- Release poster
- Directed by: David O. Russell
- Written by: Cambron Clark; David O. Russell;
- Produced by: Todd Black; Jason Blumenthal; David O. Russell; Jonathan Shukat; Steve Tisch;
- Starring: Nicolas Cage; Christian Bale; Kathryn Hahn; John Mulaney; Sienna Miller; Shane Gillis;
- Cinematography: Robert Richardson
- Edited by: Alan Baumgarten
- Production companies: Escape Artists; SMAC Entertainment;
- Distributed by: Amazon MGM Studios (via Prime Video)
- Release date: November 18, 2026;
- Running time: 110 minutes
- Country: United States
- Language: English

= Madden (film) =

Upcoming film by David O. Russell

Madden is an upcoming American biographical sports film co-produced and directed by David O. Russell, who co-wrote it based on an earlier version by Cambron Clark. It follows the life of American football coach and commentator John Madden, who is portrayed by Nicolas Cage. The cast also features Christian Bale, Kathryn Hahn, John Mulaney, Sienna Miller, and Shane Gillis.

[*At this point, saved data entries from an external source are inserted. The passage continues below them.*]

PR #2502, opened 2022-08-25
Recommend a better way to mark remote data tests in remote test modules

eerovaher:
Currently many test modules define a class that contains the test functions as methods. This has been convenient because marking the class with the `pytest.mark.remote_data` decorator applies the mark to all its methods, removing the need to mark each function individually. However, if all remote tests are in a separate module like the documentation already recommends then the [`pytestmark`](https://docs.pytest.org/en/7.1.x/reference/reference.html?highlight=pytestmark#globalvar-pytestmark) global variable could be used instead. The classes in remote test modules would not be needed and removing them would save one level of indentation.

This pull request updates the documentation to recommend `pytestmark`, and introduces it in the `atomic` sub-package as an example.

### DIFF
--- a/astroquery/atomic/tests/test_atomic_remote.py
+++ b/astroquery/atomic/tests/test_atomic_remote.py
@@ -6,8 +6,9 @@ from astropy.table import Table
 
 from ...atomic import AtomicLineList
 
+pytestmark = pytest.mark.remote_data
 
-@pytest.mark.remote_data
+
 def test_default_form_values():
     default_response = AtomicLineList._request(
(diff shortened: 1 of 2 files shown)


keflavich (approved):
lgtm.  We can slowly refactor other modules to follow this example in subsequent PRs

bsipocz (approved):
This looks good. My only reservation is that a few modules have a bit of a hit-and-miss for separating online and local tests, and using this approach may skip more tests than is absolutely necessary.  
The workaround for that is to be more watchful in review and spot when a test is being put in the incorrect test file.

PR #2504, opened 2022-08-26
converting input lists to np arrays

jaymedina:
`astroquery.mast.Observations.get_product_list` was mishandling lists because the assumed input was a numPy array. This led to incorrect requests being made to our API. This PR adds a conditional to catch for incoming lists to convert them into numPy arrays before handling. 

Before: 
--
image

After: 
--
image

### DIFF
--- a/astroquery/mast/observations.py
+++ b/astroquery/mast/observations.py
@@ -440,9 +440,11 @@ class ObservationsClass(MastQueryWithLogin):
             observations = np.array([observations])
         if isinstance(observations, Table):
             observations = observations['obsid']
+        if isinstance(observations, list):
+            observations = np.array(observations)
 
         observations = observations[observations != ""]
-        if len(observations) == 0:
+        if observations.size == 0:
             raise InvalidQueryError("Observation list is empty, no associated products.")
 
         service = self._caom_products
--- a/CHANGES.rst
+++ b/CHANGES.rst
@@ -16,6 +16,11 @@ hsa
 
 - New module to access ESA Herschel mission. [#2122]
 
+mast
+^^^
+
+- Fixed ``Observations.get_product_list`` to handle input lists of obsids. [#2504]
+
 
 Service fixes and enhancements
 ------------------------------
--- a/astroquery/mast/tests/test_mast.py
+++ b/astroquery/mast/tests/test_mast.py
@@ -441,6 +441,10 @@ def test_observations_get_product_list(patch_post):
     result = mast.Observations.get_product_list(observations[0:4])
     assert isinstance(result, Table)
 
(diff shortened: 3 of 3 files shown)


bsipocz (commented):
Please add a test and a changelog

astroquery/mast/observations.py
```diff
@@ -440,6 +440,8 @@ def get_product_list_async(self, observations):
             observations = np.array([observations])
         if isinstance(observations, Table):
             observations = observations['obsid']
+        if isinstance(observations, list):
+            observations = np.array(observations)
```
tomdonaldson, line 444: This looks good in that it will address the case where `observations` came in as a list.  I did notice a weird edge case however.

If observations comes in as an empty list, it gets converted to `array([], dtype=float64)`.  For that empty NDArray (and presumable empty NDArrays that weren't converted from lists), the next line has weird behavior:
observations = observations[observations != ""]
It issues a future warning, and returns an empty NDArray where `len(observations)==1`.  This makes the `len()==0` check fail, so there's a messy error later.

I'm not an expert on numpy array filtering, but if we're assuming that `observations` is a numpy array at this point, maybe we should do an explicit check for that after the if block, then maybe use `observations.size==0` instead of `len()==0`?

tomdonaldson: For the `observations.size==0`, the filtering could just be skipped I guess.

jaymedina: Thanks Tom! I agree - better to air on the safe side. I've added your two suggestions.

tomdonaldson: Thanks, @jaymedina !  In looking again, I think I oversimplified it a little.  I think there are other types of incoming `observations` that need to be covered (like Astropy Table or Row).  I would generally suggest using `instanceof` instead of `type() == ` to make sure inherited types are covered.   

I had been thinking that Astropy tables inherited from `np.ndarray`, but they don't, so if there's type checking here it needs to be a little messier, and worse, my suggestion of `observations.size` becomes bogus.  Sorry about that!!  I guess the bottom line is that since this method can accept multiple types for `observations`, we need to make sure that all those possibilities are handled cleanly.  The unit tests are probably a good place to ensure that handling.

jaymedina: Hi Tom, no worries, and yep I just realized that as well when trying to run my unit test and got an error for the Astropy Table and Row cases, so I decided to remove the assertion. I agree we can rely on the unit tests for these kinds of checks, so I added a new one for the input list case, and I think that should give us ample coverage. Thanks for your input!

bsipocz (approved):
All looks good, thanks!

PR #2525, opened 2022-09-12
Shorten `esa/jwst` and `gaia` tests

eerovaher:
Making a couple of small changes in the classes that are used for mocking server responses in `esa/jwst` and `gaia` tests made it possible to shorten the tests quite a lot. This makes the current tests simpler to understand and any future tests simpler to write. See the commit messages for details.


bsipocz (approved):
All looks good, thanks for the cleanup!

PR #939, opened 2017-11-07
Fix build errors due to wrong capp-lms links

RonaldDijkstra:
I removed a redirect from `/capp-lms` to `/capp-bilden` but forget there's some links to it and even an (old) redirect from the .NL website. 

When typing this I wonder if those redirects from `:nl/de/*` are still needed, I guess not...


RonaldDijkstra:
Yeah 🍏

The film will be released on Prime Video on November 18, 2026.

==Premise==
Madden depicts the life of John Madden and his involvement in development of the Madden NFL video game series.

==Cast==
- Nicolas Cage as John Madden
- Christian Bale as Al Davis
- Kathryn Hahn as John Madden 's wife Virginia
- John Mulaney as Trip Hawkins of Electronic Arts
- Sienna Miller as Al Davis' wife Carol
- Joel Murray as Pat Summerall
- Shane Gillis

==Production==
It was announced in May 2023 that Will Ferrell had entered early negotiations to star in the film as John Madden, with David O. Russell set to direct.

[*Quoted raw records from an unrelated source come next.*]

PR #944, opened 2017-11-08
Use ignore_lang for flag and alternate links

RonaldDijkstra:
Specify more to ignore languages instead of just 1.

Can be used later on for the ignore build methode.

### DIFF
--- a/config.rb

However, in August 2024, Nicolas Cage would be cast to play Madden. In April 2025, Christian Bale was announced to portray Al Davis, while John Mulaney, Kathryn Hahn, and Sienna Miller were reported to be in talks to join the cast. In May, Shane Gillis joined the cast.

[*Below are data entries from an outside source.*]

PR #949, opened 2017-11-09
Merge hosting & security into 1 file

RonaldDijkstra:
Merge into 1 file for better maintenance.
Alphabetise the paths list in de.yml
Remove not longer needed redirects.


fatboypunk:
there's only stuff removed?

RonaldDijkstra:
only useless stuff, like 3 of the same frame pages for every locale. Maybe merge is a wrong word here? Or did I make a mistake? 

And ordered the paths in de.yml alphabetical because it annoyed me

fatboypunk:
> Maybe merge is a wrong word here?

yeah was confused by this

RonaldDijkstra:
I’ll update the commit message for better history then.

PR #951, opened 2017-11-13
Ignores through front matter

RonaldDijkstra:
No longer need to maintain a list of build ignores.


config.rb
```diff
@@ -33,43 +33,29 @@
...
+  ignores = ["/blog/de/*", "/blog/nl/*", "/jobs/*"]
+end
+
+ignores.each do |path|
+  ignore path
+end
+
+ready do
+  ignores = sitemap.resources.select do |i|
+    i.path =~ /\.html/ &&
```
fatboypunk: isn't i just the resource? why don't we name it so?

fatboypunk: Do we need to check if the path contains .html? or is just checking if there is a `lang_ignore` good enough?
What other pages do we state lang_ignore where we don't want to ignore it

config.rb
```diff
@@ -33,43 +33,29 @@
...
+      i.data&.lang_ignore.to_s.include?(I18n.locale.to_s)
+  end
+
+  ignores.each do |resource|
+    ignore resource.path
```
fatboypunk: Why do we loop through the resources again to ignore it? can't we do that in the loop above here?

config.rb
sn3p: If you skip the html check you'll also check agains images, scripts, stylesheets, fonts, etc.

A waste of resources I guess :D

fatboypunk: You're doing that here anyway right?

config.rb
RonaldDijkstra: No reason to double it no.

config.rb
fatboypunk: May leave this as is

config.rb
```diff
@@ -33,28 +33,24 @@
...
+    if resource.data&.lang_ignore.to_s.include?(I18n.locale.to_s)
+      ignores << resource.path
+    end
   end
 
-  ignores.each do |resource|
-    ignore resource.path
+  ignores.each do |path|
+    ignore path
   end
```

Principal photography began on April 24, 2025, in Atlanta. In May 2025, several actors and crew members on the set of the film allegedly walked off after Russell used the "n-word", and also tried to insert it in the film's dialogue, then "belittled" other cast and crew members over objections to his use of the word.

==Release==
Madden is scheduled to be released on Amazon Prime Video on November 18, 2026. It was previously scheduled to release on November 26, 2026.